Inframundo. Bernardo Esquinca

La búsqueda desesperada de un libro con grandes poderes

inframundoesquinca.jpg

Volvemos a encontrarnos con Eugenio Casasola, el reportero mexicano de nota roja, que parece pasar por una época más tranquila, tras los dramáticos sucesos relatados en Carne de ataúd. Pero esta tranquilidad vuela por los aires tras la desaparición de su amada Dafne.

un libro que se perdió en la Noche Triste y que supuestamente puede predecir el futuro

Con este traumático acontecimiento se disparan múltiples fenómenos. Entre ellos se encuentra la búsqueda desesperada de un libro con grandes poderes, el diario de Blas Botello, el astrólogo de Cortés; un libro que se perdió en la Noche Triste y que supuestamente puede predecir el futuro, y por el que se estará dispuesto a matar. Para que no falte nadie, en esta  búsqueda tendrán un papel primordial los miembros del Consejo de Periodistas de Nota Roja Muertos, al que Casasola tendrá que unirse para poder salvar a su amada de un inquietante destino.

En el transcurso de la novela nos encontraremos con libros que adivinan el futuro, portales que permiten dar saltos temporales, la presencia de muertos que intentan ayudar a los vivos, y de paso contar fragmentos fundamentales de la convulsa historia de la ciudad de México.

Un elemento fundamental en esta historia lo componen las librerías de viejo, lugares llenos de misterio y de arcanos, y en una de ellas, llamada Inframundo, que es algo más que una librería, se situará un portal que da paso a otras realidades.

Con todos estos ingredientes el autor nos lanza en un viaje singular, que mezclará el thriller de aventuras con el género fantástico, en una combinación poderosa y delicada a la vez, pues narrará tanto episodios terribles, como nos ofrecerá momentos llenos de sensibilidad y emoción.

Pese a la originalidad del planteamiento fantástico, no podemos dejar de oír rememoranzas de grandes clásicos del fantástico como Lovecraft, en pasajes como el siguiente, en el que se describen los poderes del libro buscado…

«Al pasar las hojas sintió que se hundía en un pozo de lodo y sangre, en un agujero primigenio donde numerosos seres eran paridos y devorados al mismo tiempo en un ciclo interminable. Sabía que era imposible, que su mente lo estaba traicionando. Devolvió el libro al anaquel. Jamás volvió a tocarlo.»
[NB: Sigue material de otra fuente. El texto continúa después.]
PR #1098, opened 2026-07-30
FEATURE: Upgrade to PostgreSQL 18

lightbulbjim:
As part of this upgrade we are switching the default DB locale to C.UTF-8 using Postgres' builtin provider. This locale uses code point values for collation and is not dependent on the OS' glibc, preventing index corruption on OS upgrades.

Note the differences pre- and post-upgrade:

```
discourse=> show server_version;
         server_version          
---------------------------------
 15.18 (Debian 15.18-1.pgdg12+1)
(1 row)

discourse=> \l
                                                      List of databases
   Name    |  Owner   | Encoding | Locale Provider |   Collate   |    Ctype    | Locale | ICU Rules |   Access privileges    
-----------+----------+----------+-----------------+-------------+-------------+--------+-----------+------------------------
 discourse | postgres | UTF8     | libc            | en_US.UTF-8 | en_US.UTF-8 |        |           | =Tc/postgres          +
           |          |          |                 |             |             |        |           | postgres=CTc/postgres +
           |          |          |                 |             |             |        |           | discourse=CTc/postgres
 postgres  | postgres | UTF8     | libc            | en_US.UTF-8 | en_US.UTF-8 |        |           | 
 template0 | postgres | UTF8     | libc            | en_US.UTF-8 | en_US.UTF-8 |        |           | =c/postgres           +
           |          |          |                 |             |             |        |           | postgres=CTc/postgres
 template1 | postgres | UTF8     | libc            | en_US.UTF-8 | en_US.UTF-8 |        |           | =c/postgres           +
           |          |          |                 |             |             |        |           | postgres=CTc/postgres
(4 rows)
```

```
discourse=> show server_version;
        server_version         
-------------------------------
 18.4 (Debian 18.4-1.pgdg12+1)
(1 row)

discourse=> \l
                                                  List of databases
   Name    |  Owner   | Encoding | Locale Provider | Collate |  Ctype  | Locale  | ICU Rules |   Access privileges    
-----------+----------+----------+-----------------+---------+---------+---------+-----------+------------------------
 discourse | postgres | UTF8     | builtin         | C.UTF-8 | C.UTF-8 | C.UTF-8 |           | =Tc/postgres          +
           |          |          |                 |         |         |         |           | postgres=CTc/postgres +
           |          |          |                 |         |         |         |           | discourse=CTc/postgres
 postgres  | postgres | UTF8     | builtin         | C.UTF-8 | C.UTF-8 | C.UTF-8 |           | 
 template0 | postgres | UTF8     | builtin         | C.UTF-8 | C.UTF-8 | C.UTF-8 |           | =c/postgres           +
           |          |          |                 |         |         |         |           | postgres=CTc/postgres
 template1 | postgres | UTF8     | builtin         | C.UTF-8 | C.UTF-8 | C.UTF-8 |           | =c/postgres           +
           |          |          |                 |         |         |         |           | postgres=CTc/postgres
(4 rows)
```

In order to switch the DB locale the upgrade process now runs a dump/restore instead of just calling pg_upgrade on the data directory. The downside of this approach is that during the upgrade we need to store three copies of the data (the old and new data directories plus the dump), so more disk space is required. It is possible to get around the storage requirement by streaming the output of pg_dump into psql, but this process is slow compared to the multithreading available when dumping to and restoring from disk.

As with other upgrades the old database files are left untouched at /shared/postgres_data_old in case of upgrade failure. These can either be deleted after a successful upgrade or retained for posterity.

Note we are still installing the PG15 client alongside PG18 for now. This allows the app to backup/restore to both versions on our hosted platform during the upgrade period.

The Meta support topic referenced in the upgrade script will be finalised and published when the PR is merged.


templates/postgres.18.template.yml
```diff
@@ -129,18 +129,34 @@ run:
           cp -pr /etc/postgresql/${PG_MAJOR_OLD}/main/* /shared/postgres_data
           echo  >> /shared/postgres_data/postgresql.conf
           echo "data_directory = '/shared/postgres_data'" >> /shared/postgres_data/postgresql.conf
+        
+          rm -fr /shared/postgres_dump
+          install -d -m 0755 -o postgres -g postgres /shared/postgres_dump
+        
+          su postgres -c "/usr/lib/postgresql/${PG_MAJOR_OLD}/bin/pg_ctl start -D /shared/postgres_data -o '-p 5432'"
+          su postgres -c "/usr/lib/postgresql/${PG_MAJOR_OLD}/bin/pg_dumpall --globals-only --clean -f /shared/postgres_dump/globals.sql"
+          su postgres -c "/usr/lib/postgresql/${PG_MAJOR_OLD}/bin/pg_dump -Fd -j4 discourse -f /shared/postgres_dump/discourse"
```
fitzy101: I wonder if we should attempt to calculate an appropriate `-j4` value. If this is run on a 2-CPU server, we may run into significant CPU contention. Conversely, if running this on a 16-CPU server, we could more aggressively parallelise.

Maybe `nproc - 1` or something?

Not sure if it's worth the additional effort, will leave it up to you.

fitzy101 (approved):

templates/postgres.18.template.yml
```diff
@@ -129,18 +129,34 @@ run:
           cp -pr /etc/postgresql/${PG_MAJOR_OLD}/main/* /shared/postgres_data
           echo  >> /shared/postgres_data/postgresql.conf
           echo "data_directory = '/shared/postgres_data'" >> /shared/postgres_data/postgresql.conf
+        
+          rm -fr /shared/postgres_dump
+          install -d -m 0755 -o postgres -g postgres /shared/postgres_dump
+
```
fitzy101, line 151: This is a critical section, we need error handling to ensure all of the commands succeed.

We should, at the least, toggle `set -o errexit` for sections that need it.

fitzy101 (dismissed):

templates/postgres.18.template.yml
lightbulbjim: Hmm, interesting. In general if any of the commands fail the restore will fail, and that is handled by the `$SUCCESS` var. The state is deliberately not rolled back on failure to allow investigation.

For these two lines in particular I'm thinking we probably only need to ensure the `rm` succeeds. If we have lingering data from a previous upgrade in the directory then we might restore the wrong thing.

`errexit` won't help us because `rm -f` always exits 0. I'll add an explicit directory check after it's removed.

Once we know the directory has been well and truly deleted the `install` should be safe as is. If it fails then the dump will fail, which will bubble up to the restore failing and setting `$SUCCESS` to false. No data loss will occur and the user will get the failure notification.

templates/postgres.18.template.yml
lightbulbjim: Good idea, done.

templates/postgres.18.template.yml
lightbulbjim: Actually on second thought it's just going to be safer to abort if any step fails. I'll do that.

lightbulbjim: The upgrade now fails on any error. The failure message also contains the failing command so we have a breadcrumb to follow if users report problems.

Traditionally we would just report a line number but we're several layers down the YAML rabbit hole so that is not so convenient.

lightbulbjim: Example failure (synthetic error):

```
waiting for server to start....2026-07-31 05:34:19.021 UTC [1147] LOG:  starting PostgreSQL 15.18 (Debian 15.18-1.pgdg12+1) on aarch64-unknown-linux-gnu, compiled by gcc (Debian 12.2.0-14+deb12u1) 12.2.0, 64-bit
2026-07-31 05:34:19.021 UTC [1147] LOG:  listening on IPv6 address "::1", port 5432
2026-07-31 05:34:19.021 UTC [1147] LOG:  listening on IPv4 address "127.0.0.1", port 5432
2026-07-31 05:34:19.023 UTC [1147] LOG:  listening on Unix socket "/var/run/postgresql/.s.PGSQL.5432"
2026-07-31 05:34:19.025 UTC [1150] LOG:  database system was interrupted; last known up at 2026-07-31 05:31:59 UTC
2026-07-31 05:34:19.176 UTC [1150] LOG:  database system was not properly shut down; automatic recovery in progress
2026-07-31 05:34:19.178 UTC [1150] LOG:  redo starts at 0/2C06C08
2026-07-31 05:34:19.180 UTC [1150] LOG:  invalid record length at 0/2C38620: wanted 24, got 0
2026-07-31 05:34:19.180 UTC [1150] LOG:  redo done at 0/2C385E8 system usage: CPU: user: 0.00 s, system: 0.00 s, elapsed: 0.00 s
2026-07-31 05:34:19.183 UTC [1148] LOG:  checkpoint starting: end-of-recovery immediate wait
2026-07-31 05:34:19.191 UTC [1148] LOG:  checkpoint complete: wrote 117 buffers (0.7%); 0 WAL file(s) added, 0 removed, 0 recycled; write=0.003 s, sync=0.006 s, total=0.009 s; sync files=83, longest=0.003 s, average=0.001 s; distance=198 kB, estimate=198 kB
2026-07-31 05:34:19.193 UTC [1147] LOG:  database system is ready to accept connections
 done
server started
pg_ctl: directory "/shared/postgres_dat" does not exist
-------------------------------------------------------------------------------------
UPGRADE OF POSTGRES FAILED
Failed on: su postgres -c "/usr/lib/postgresql/${PG_MAJOR_OLD}/bin/pg_ctl stop -D /shared/postgres_dat"

Please visit https://meta.discourse.org/t/postgresql-18-update/406194 for support.

You can run ./launcher start app to restart your app in the meantime
-------------------------------------------------------------------------------------


FAILED
--------------------
Pups::ExecError: if [ -f /root/install_postgres ]; then
  /root/install_postgres && rm -f /root/install_postgres
elif [ -e /shared/postgres_run/.s.PGSQL.5432 ]; then
  socat /dev/null UNIX-CONNECT:/shared/postgres_run/.s.PGSQL.5432 || exit 0 && echo postgres already running stop container ; exit 1
fi
 failed with return #<Process::Status: pid 18 exit 1>
Location of failure: /usr/local/lib/ruby/gems/3.4.0/gems/pups-1.4.0/lib/pups/exec_command.rb:138:in 'Pups::ExecCommand#spawn'
exec failed with the params {"tag" => "db", "cmd" => "if [ -f /root/install_postgres ]; then\n  /root/install_postgres && rm -f /root/install_postgres\nelif [ -e /shared/postgres_run/.s.PGSQL.5432 ]; then\n  socat /dev/null UNIX-CONNECT:/shared/postgres_run/.s.PGSQL.5432 || exit 0 && echo postgres already running stop container ; exit 1\nfi\n"}
bootstrap failed with exit code 1
** FAILED TO BOOTSTRAP ** please scroll up and look for earlier error messages, there may be more than one.
./discourse-doctor may help diagnose the problem.
064f80aa075fc97abf104570d60b7e79f936c8bd52efb55fffad3b293820ba82
```

tgxworld (approved):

Pero el autor tiene una voz propia en ese afrontamiento de lo fantástico, en el que se transmite ironía y una cierta retranca, como por ejemplo, cuando se describe el origen de la capacidad de conectar con los muertos de Casasola:

«tu don, o maldición, según se vea, de comunicarte con los muertos proviene del hecho de que yo me acosté con un espíritu a través del cuerpo de una viva.»

Un elemento muy importante en esta narración es el recorrido que se hace de la historia de la ciudad de México, desde la época de la conquista hasta nuestros días, una urbe llena de vitalidad pero siempre sometida a terribles convulsiones, tanto sociales como físicas, y de la que se afirma:

«A esta ciudad le pesan sus muertos, y no es metáfora.»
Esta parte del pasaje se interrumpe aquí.